It is reported that more is more for HFrEF patients and angiotensin converting enzyme inhibitor (ACE-I) and angiotensin receptor blocker (ARB) therapy. In a recent meta-analysis of six randomized trials*, higher doses of ACE-I/ARBs were associated with a reduction in all-cause mortality. Of note, when the ARB trial (HEAAL) was taken out of the analysis, higher dose ACE-I alone did not reach statistical significance.
What about hospitalizations? Four out of the 6 trials found no difference between high dose and low dose ACE-I/ARB and all-cause or HF hospitalizations. When HF hospitalizations and all-cause mortality outcomes were combined in 3 trials, higher doses had a significant hospitalization reduction.
No surprise, potassium was elevated – higher doses of ACE-I/ARB were associated with 2x the risk of hyperkalemia. No differences in drug discontinuation, hypotension, or kidney failure were seen between high and low dose regimens, however.
*High dose vs low dose ACE-I or ARB were defined as:
Lisinopril 32.5-35 vs 2.5-5mg (ATLAS),
Enalapril 2.5-5 vs 10mg BID (NETWORK),
Enalapril 20 vs 60mg (Nanas et al),
Enalapril 5 BID vs 20mg BID (Pacher et al),
Captopril 25 BID vs 50mg BID (CHIPS).
Losartan 50 vs 150mg (HEAAL)
In a heartbeat…
Higher doses of ACE-I/ARBs when compared to lower doses are associated with a reduction in all-cause mortality in HFrEF.

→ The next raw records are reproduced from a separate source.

PR #86716, opened 2024-01-02
Move MIDI's global constants into InputEventMIDI

Mickeon:
Partially addresses https://github.com/godotengine/godot-proposals/issues/8761.
Related to https://github.com/godotengine/godot/pull/86713 and https://github.com/godotengine/godot/pull/86693.

This PR moves the **MIDIMessage**'s global constants into the **InputEventMIDI**, under the new **Message** enum (prefixing MIDI would be very redudant).
The previous constants still exist, but are marked as **deprecated**.

This means the following:

| Currently| This PR |
| --- | --- |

Commentary and thoughts on titrating ACEI/ARB in clinical practice: Goldilocks Dilemma of Dose Titration in Heart Failure With Reduced Ejection Fraction: Too Little, Too Much, or Just Right?
Contributor: Jennifer Huang
Data from over 3 million US Veterans explored connections between HF and kidney disease, common co-morbid players. The data showed that having HF increases the risk of developing kidney disease and accelerates the process.
Hemodynamic changes (low cardiac output and increased renal venous pressure), neurohormonal changes (activation of the sympathetic nervous and renin angiotensin systems), increased oxidative stress, and inflammatory activation are likely to blame. Additionally, elevated renal G-Protein Coupled Receptor – G protein – was associated with renal tissue damage, fibrosis, and inflammation.
Everything should be taken with a grain (<2 gm) of salt. The limitations of this study are its observational nature, more than 90% male participants, and use of ICD-9 codes to define HF with no differentiation between HFpEF and HFrEF.
In a heartbeat…
Having HF is associated with future development of kidney disease through various mechanisms. As such, patients with known HF (HFpEF or HFrEF) may benefit from aggressive renoprotective measures.
Relaxing can be hard in hypertensive heart disease (HHD). Specifically, for the stiff ventricle destined for HFpEF. Is it a problem with relaxation of myocytes, or is it due to stiffening from fibrosis?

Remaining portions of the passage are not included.